What if we took a different perspective? That slow driver is your newly licensed teen who just passed his driver's test and is taking the car out alone for the first time. The grocery line backed up when your elderly aunt dumped her roll of nickels on the belt and insisted on counting out the exact change. Your favourite colleague-turned-manager worked through lunch and is having a tough day and lost track of time-keeping during that meeting. Your best friend hasn't cut their grass as they have been burning the midnight oil as a single mum working full time and trying to hold on to the only home her kids have known. When we look at our day-to-day interactions and see all of the people we interact with as real people, with real feelings like us, it suddenly becomes so easy to live with purpose.

Living with purpose is like activating a filter that scrutinizes everything you are allowing to enter into your life: your people, your environment, your job (or pursuit of one), your reactions to situations within and beyond your control, what you learn from and teach others, how you feel when you wake up each morning, and what you ponder as your head hits the pillow each night. Actively taking stock of these things helps you weed out the nonsense from the things that actually matter - the things that you will think of when faced with end of life. If you can see these things now, today, and start injecting them into your daily life, then you have already lived more than most people who will carry on to old age.

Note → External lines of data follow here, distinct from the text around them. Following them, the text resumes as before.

PR #144, opened 2021-04-30
[CVP-1923] Don't fail when alm-examples are not defined

dirgim:
* Remove check for alm-examples from metadata parsing
* Update the CI unit tests according to the new logic
* Change the file permissions in local test playbook to fix local testing

### DIFF
--- a/.github/workflows/build_and_test_upstream_ci_image.yml
+++ b/.github/workflows/build_and_test_upstream_ci_image.yml
@@ -26,8 +26,9 @@ jobs:
         run: |
           podman --version
           podman build -t upstream_ci_image:latest -f Dockerfiles/ci/Dockerfile --build-arg OPERATOR_SDK_VERSION=v1.4.0
-      - name: "Run example operator-metadata through upstream_ci_image --> negative test"
+
+      - name: "Run example operator-metadata with missing alm-examples through upstream_ci_image --> positive test"
         continue-on-error: false
         run: |
           mkdir test_operator_work_dir output_logs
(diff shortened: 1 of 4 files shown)


.github/workflows/build_and_test_upstream_ci_image.yml
```diff
@@ -30,4 +30,4 @@ jobs:
         continue-on-error: false
         run: |
           mkdir test_operator_work_dir output_logs
-          podman run -it -v $PWD:/project/operator-test-playbooks -v ./Dockerfiles/ci/example-metadata-without-alm-annotations:/project/operator_dir -v ./output_logs:/project/output -v ./test_operator_work_dir:/project/test_operator_work_dir -e TEST_NAME=test_for_report_failed_empty_alm_examples -e OPERATOR_DIR=/project/operator_dir -e WORK_DIR=/project/output -e OPERATOR_WORK_DIR=/project/test_operator_work_dir/ upstream_ci_image:latest
+          podman run -it -v $PWD:/project/operator-test-playbooks -v ./Dockerfiles/ci/example-metadata-wrong-channel:/project/operator_dir -v ./output_logs:/project/output -v ./test_operator_work_dir:/project/test_operator_work_dir -e TEST_NAME=test_for_report_failed_empty_alm_examples -e OPERATOR_DIR=/project/operator_dir -e WORK_DIR=/project/output -e OPERATOR_WORK_DIR=/project/test_operator_work_dir/ upstream_ci_image:latest
```
lslebodn, line 33: I would keep even test-case for `example-metadata-without-alm-annotations`.
And we need to ensure it passed certification.

dirgim: I changed the test case back to test `example-metadata-without-alm-annotations` as a positive test.
I decided against adding the new test case as there's no support currently for running different tests on different metadata, and adding it in this PR would be out of scope.

wheelerlaw:
lgtm

wheelerlaw (approved):

sonam1412 (approved):
lgtm

.github/workflows/build_and_test_upstream_ci_image.yml
lslebodn: ty

PR #80, opened 2016-03-31
eas test rfc.config comments for ftrace

msrasmussen:
Add a few helpful comments to eas test rfc.config describing how to enable ftrace.


derkling:
Thanks, this contributes to the improvement of the so bad documentation we unfortunately still have.

PR #81, opened 2016-03-31
libs/utils/trace: add support for normalize_time

### LINKED ISSUE #57: [Trace] Feature request to pass  'normalize_time = False' into  class Trace::__init__()
To be able to sync the time (x axis) between kernelshark trace.dat and any TRAPpy based plot it would be nice to be able to see the same time on both of them. Lisa's Trace class should expose a parameter 'normalize_time' w/ a default value of True.

JaviMerino:
Pass normalize_time down to trappy.  Sometimes it's useful to have the
same time between kernelshark and trappy.  Trappy supports this with
normalize_time but the Trace class doesn't allow you to specify it.  Let
Trace accept this parameter and pass it down to trappy.

close #57

### DIFF
--- a/libs/utils/trace.py
+++ b/libs/utils/trace.py
@@ -33,6 +33,7 @@ class Trace(object):
 
     def __init__(self, platform, datadir, events,
                  tasks=None, window=(0,None),
+                 normalize_time=True,
                  trace_format='FTrace'):
 
         # The platform used to run the experiments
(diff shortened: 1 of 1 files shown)


JaviMerino:
Rebased on top of the new master and added a couple of commits addressing my review of #82

derkling:
Fully agree with all the proposed code simplifications, going to merge! ;-)
Worth also to expose all the TRAPpy Trace parameters. Going to merge...

PR #83, opened 2016-04-01
Update submodules

JaviMerino:
Update devlib and trappy to the latest and greatest


derkling:
Let's boost LISA by using the most shining version of the main dependency libs ;-)

PR #86, opened 2016-04-12
ipynb: fix resetting frame statistics

mdigiorgio:
Frame statistics shall be reset before collecting them for the current
workload. This was done in the wrong way before, because the reset
option needs a double dash in front to work properly.


ipynb/android/workloads/Android_Recents_Fling.ipynb
```diff
@@ -292,7 +292,7 @@
     "    # Allow the activity to start\n",
     "    sleep(5)\n",
     "    # Reset framestats collection\n",
-    "    target.execute('dumpsys gfxinfo com.android.systemui reset')\n",
```
derkling: This means that before we was also limiting the stats just to the "com.android.systemui" app?
If that's the case, well done! It's better to remove this constraint and to consider system-wide stats ;-)

mdigiorgio: I'm not sure about that, but certainly the stats were not reset,

derkling:
Let's merge it as it it... however, it would be worth to better understand what is the meaning of an app being specified. Maybe it could be useful to have a more generic interface where we can focus the stats to just a single application.

PR #95, opened 2016-04-27
Fix LISA-shell paths

msrasmussen:
lisa-help only works when called from the LISA root folder. Fix this by
storing LISA_HOME correctly and add a useful error message if someone
tries to initialize the LISA-shell outside the LISA root folder.

Signed-off-by: Morten Rasmussen <morten.rasmussen@arm.com>


derkling:
This seems to be fixed in mainline now.

PR #96, opened 2016-04-27
lisa: Add support for new Hwmon node names with 'mainline' driver

credp:
The names of the nodes for energy have changed - they are no longer
of the form 'a53_energy' for the CPU clusters, but are now called
'BOARD_LITTLE_ENERGY'. Likewise, all the other sensor names are different
but we don't monitor those in lisa.

In order to support those, add a new device named juno2. Once both types
are no longer in circulation, the names can be changed.

### DIFF
--- a/libs/utils/energy.py
+++ b/libs/utils/energy.py
@@ -40,6 +40,13 @@ DEFAULT_ENERGY_METER = {
             'kinds' : [ 'energy' ]
         }
     },
+    'juno2' : {
+        'instrument' : 'hwmon',
+        'conf' : {
+            'sites' : [ 'BOARDLITTLE', 'BOARDBIG' ],
+            'kinds' : [ 'energy' ]
+        }
+    },
 
     # Hikey: by default use AEP
     'hikey' : {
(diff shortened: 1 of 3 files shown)


libs/utils/energy.py
```diff
@@ -167,6 +174,10 @@ def report(self, out_dir, out_file='energy.json'):
                 clusters_nrg['LITTLE'] = '{:.6f}'.format(nrg_total)
             elif self._target.big_core.upper() in ch.upper():
                 clusters_nrg['big'] = '{:.6f}'.format(nrg_total)
+            elif 'LITTLE' in ch.upper():
```
derkling: What about using an OR on the previous check at line 166/173?

libs/utils/env.py
```diff
@@ -343,6 +343,9 @@ def _init_target(self, force = False):
         elif self.conf['board'].upper() == 'JUNO':
             platform = devlib.platform.arm.Juno()
             self.__modules = ['bl', 'hwmon', 'cpufreq']
+        elif self.conf['board'].upper() == 'JUNO2':
```
derkling: What about using an OR on the previous check at line 343?

libs/utils/energy.py
credp: Sure, if you prefer it like that. Let me change it :)

credp:
I have reworked this a bit, I'll post a new branch and close this one.

PR #97, opened 2016-04-27
lisa: Add support for new Hwmon node names with 'mainline' driver

credp:
The names of the nodes for energy have changed - they are no longer
of the form 'a53_energy' for the CPU clusters, but are now called
'BOARD_LITTLE_ENERGY'. Likewise, all the other sensor names are different
but we don't monitor those in lisa.

In order to support those, add a new device named juno2. Once both types
are no longer in circulation, the names can be changed.


derkling:
Big improvements, thanks for the effort and the contribution! ;-)

PR #103, opened 2016-05-03
submodules: update trappy to v5.4.0

JaviMerino:


derkling:
Is it legal to reject or even just delay such a beloved PR?!?

However, I would like to get this opportunity to improve the lisa-update script. Right now we need to pull LISA::master and than call lisa-update... which seems to not make a lot of sense.
It would be probably better to extend the lisa-update command to pull master before to update submodules. What do you think?

If you agree we can try to merge before the update on lisa-update and than use this new HEAD to verify that the trappy bump is properly pulled with just a single lisa-update command...

derkling:
Just to be clear... the repose to the first question was a bold NO! ;-)

PR #104, opened 2016-05-04
lisa-update all

JaviMerino:
Teach lisa-update to update itself.  As requested in #103

### DIFF
--- a/src/shell/lisa_shell
+++ b/src/shell/lisa_shell
@@ -73,15 +73,15 @@ echo -ne "$LISASHELL_DEFAULT"
 
 function _lisa-update-usage {
     echo "Usage: lisa-update (CMD)"
-	echo "  CMD: what to update (default: submodules)"
+	echo "  CMD: what to update (default: all)"
+	echo "       all - update lisa and all the external dependencies"
 	echo "       submodules - update external dependencies provided by submodules"
 	echo
     echo "Update submodules (if DEVMODE enabled)"
 }
 
-function _lisa-update-all {
+function _lisa-update-submodules {
 echo -ne "${LISASHELL_BLUE}"
-echo -e "*** Update LISA installation"
 if [ "x$DEVMODE" == "x1" ]; then
 	# Force update existing modules
 	echo
@@ -93,10 +93,55 @@ fi
 echo -ne "$LISASHELL_DEFAULT"
 }
 
+function _lisa-update-all {
+echo -ne "${LISASHELL_BLUE}"
+echo -e "*** Update LISA installation"
+
+git update-index -q --refresh
+ret=$?
+if [ $ret -ne 0 ]; then
+    echo "LISA internal error: git update-index failed"
+    echo "Please report it: https://github.com/ARM-software/lisa/issues"
+    return $ret
+fi
+
+git diff-index --quiet HEAD
+ret=$?
+if [ $ret -ne 0 ]; then
+    echo "There are outstanding uncommitted changes."
+    echo "Please, commit your changes or stash them before you can update lisa"
+    return $ret
+fi
+
+curr_commit=$(git rev-parse HEAD)
+remote_name=$(git remote -v | grep ARM-software/lisa.git | grep -m 1 fetch | awk '{print $1}')
+git merge-base --is-ancestor $curr_commit $remote_name/master
+ret=$?
+if [ $ret -ne 0 ]; then
+    echo "You have committed changes that are not part of $remote_name/master"
+    echo "Please move to the master branch before running lisa-update"
+    return $ret
+fi
+
+git pull --ff-only $remote_name master
+ret=$?
+if [ $ret -ne 0 ]; then
+    # git pull should have printed some error.  Abort and propagate the error code.
+    return $ret
+fi
+
+_lisa-update-submodules
+
+echo -ne "$LISASHELL_DEFAULT"
+}
+
 function lisa-update {
 CMD=${1:-all}
 echo
 case "x${CMD^^}" in
+'xSUBMODULES')
+	_lisa-update-submodules
+	;;
 'xALL')
 	_lisa-update-all
 	;;


src/shell/lisa_shell
```diff
@@ -93,13 +93,27 @@ fi
 echo -ne "$LISASHELL_DEFAULT"
 }
 
+function _lisa-update-all {
+echo -ne "${LISASHELL_BLUE}"
+echo -e "*** Update LISA installation"
+
+git pull
```
derkling: Is this not going to produce a merge commit if by chance we issue a "lisa-update all" while not being on origin/master?

Maybe we can either:
1) check before to be on origin/master (a local master branch still is not valid, since it can contain local user patches) and abort with a warning explaining that this operation is possible only while being on origin/master
2) replace this pull with:
``` shell
git fetch origin master
```
Which should safely update the origin/master head and call a sub-modules update.
Unfortunately the submodules update will not see the new origin/master... but this can be solved with a trick:
BEFORE the submodules update
- stash current modifications with a certain name (e.g. __lisa_update)
- get a reference to the current branch (CURR_BRANCH)
- checkout origin/master as a detached branch
- UPDATE submodules at this time
- go back and checkout CURR_BRANCH
- stash pop "__lisa_update"

Do you think this can work and be useful?

Otherwise I would just go for solution 1 and warn the user that she needs to be in origin/master to do an update.
It's on the user responsibilities to save the current work...

src/shell/lisa_shell
```diff
@@ -93,13 +93,27 @@ fi
...
+
+_lisa-update-submodules
+
+echo -ne "$LISASHELL_DEFAULT"
+}
+
 function lisa-update {
 CMD=${1:-submodules}
```
derkling: I would propose to set "all" as default, since this command does nothing unless we update origin/master, right?

JaviMerino: it does if you've manually updated `origin/master`.  In any case, if you prefer "all" to be the default I'll change it.

src/shell/lisa_shell
JaviMerino: [ github ate my reply so resending :cry: ]

I prefer 1). I would do:

1. Abort if there are any uncommitted changes
2. Check that the top-most commit is part of `origin/master`.  If it isn't that means that the user has commits that aren't part of upstream, so we abort.
3. `git pull origin master`.  I went for just `git pull` because I didn't want to make an assumption about the names of the remote but I guess you're right that it's very likely that `origin` points to this repository.

What do you think?

derkling: I think that solution it's sound and reasonably safe at the same time ;-)
Most of the users will probably always be on master... while, it they get a bice and bold
   WARNING: you have uncommitted changes
or
  WARNING: you are not on master branch
they will know what is required before proceeding with the update.

JaviMerino: Ok, I've updated the pull request and incorporated your suggestions :smile:

src/shell/lisa_shell
```diff
@@ -93,10 +93,49 @@ fi
...
 }
 
+function _lisa-update-all {
+echo -ne "${LISASHELL_BLUE}"
+echo -e "*** Update LISA installation"
+
+git update-index -q --refresh
+ret=$?
+if [ $ret -ne 0 ]; then
+    echo "lisa internal error: git update-index failed.  Please report it: https://github.com/ARM-software/lisa/issues"
```
derkling: Can we split this in two lines, like you did for the following messages, i.e.:

```bash
echo "LISA internal error: git update-index failed"
echo "Please report it: https://github.com/ARM-software/lisa/issues"
```

Notice the usage of LISA (capitalized)... I would prefer to use that for whenever we refer to the acrimonious.

src/shell/lisa_shell
```diff
@@ -93,10 +93,49 @@ fi
...
+if ! git diff-index --quiet HEAD; then
+    echo "There are outstanding uncommitted changes."
+    echo "Please, commit your changes or stash them before you can update lisa"
+    return 1
+fi
+
+curr_commit=$(git rev-parse HEAD)
+if ! git merge-base --is-ancestor $curr_commit origin/master; then
+    echo "You have committed changes that are not part of origin/master"
+    echo "Please move to the master branch"
```
derkling: "Please move to the master branch..." I would add also  "before running the lisa-update command"

src/shell/lisa_shell
```diff
@@ -93,10 +93,49 @@ fi
...
+    return 1
+fi
+
+git pull --ff-only origin master
```
derkling: So at the end we assume that "origin" is named origin?
Was that something you was against?
If we can make it more generic for me it's ok... perhaps because of the previous comments now we know that we are on master, isn't it?

src/shell/lisa_shell
```diff
@@ -93,10 +93,49 @@ fi
...
+echo -e "*** Update LISA installation"
+
+git update-index -q --refresh
+ret=$?
+if [ $ret -ne 0 ]; then
+    echo "lisa internal error: git update-index failed.  Please report it: https://github.com/ARM-software/lisa/issues"
+    return $ret
+fi
+
+if ! git diff-index --quiet HEAD; then
```
derkling: Just for consistency, what about using:
```bash
git diff-index --quiet HEAD
ret=$?
[ $ret -ne 0 ]; then
   .....
```

derkling:
Apart from some minor corrections I think we have now a much more robust update procedure.
Thanks for the effort :+1:

src/shell/lisa_shell
JaviMerino: and do
``` bash
    return $ret
```
instead of making up a return code.  Yes, that's better.

src/shell/lisa_shell
JaviMerino: I've changed it to:
``` bash
    echo "Please move to the master branch before running lisa-update"
```

src/shell/lisa_shell
JaviMerino: You're right, I don't like the hardcoding of origin.  I guess it could be changed to:
``` bash
origin_name=$(git remote -v | grep ARM-software/lisa.git | grep -m 1 fetch | awk '{print $1}')
```

Do you prefer that?

JaviMerino:
I've updated the pull request again and incorporated your suggestions.  I've done the generic remote name, I hope that the logic doesn't add too much complexity.

src/shell/lisa_shell
```diff
@@ -93,10 +93,55 @@ fi
...
+git diff-index --quiet HEAD
+ret=$?
+if [ $ret -ne 0 ]; then
+    echo "There are outstanding uncommitted changes."
+    echo "Please, commit your changes or stash them before you can update lisa"
+    return $ret
+fi
+
+curr_commit=$(git rev-parse HEAD)
+remote_name=$(git remote -v | grep ARM-software/lisa.git | grep -m 1 fetch | awk '{print $1}')
```
derkling: :heart_eyes:

derkling:
Thanks for all the passionate effort... let's merge it! ;-)

PR #107, opened 2016-05-10
lisa_shell: bind ipython server to eth0 when run from a vagrant environment

JaviMerino:
When running inside vagrant with the default VirtualBox configuration, the host accesses the vm using a virtual ethernet link.  `lisa-ipython start` uses loopback as the default interface, which makes the ipython server bind only to loopback and refuse connections from the host.

Make `lisa-ipython start` bind to eth0 by default, which is the more sensible default in that environment.

Reported by @raw-bin


mdigiorgio:
Thanks for this :+1:

derkling:
love it!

The one gem I've learned from my brief confrontation with my mortality is that my people really are out there - I just wasn't seeing them or letting them fully see me. My life was being lived through foggy lenses, and I was too distracted to stop and give them a good cleaning. It was only when my glasses were suddenly knocked off my nose, twisted, and stuck in a murky puddle in the summer's heat that I was forced to fish them out and examine them closely. Then I saw them for what they were. Mud-caked, imperfect, but not broken.

I try to keep my glasses clean now, and adjust them from time to time to ensure a snug fit. My vision has never been clearer. And I think Dani would be proud.

Comments

  1. How beautifully written Ellen, and a wake-up piece for a lot of people (your mom as well!)....love your writing, always!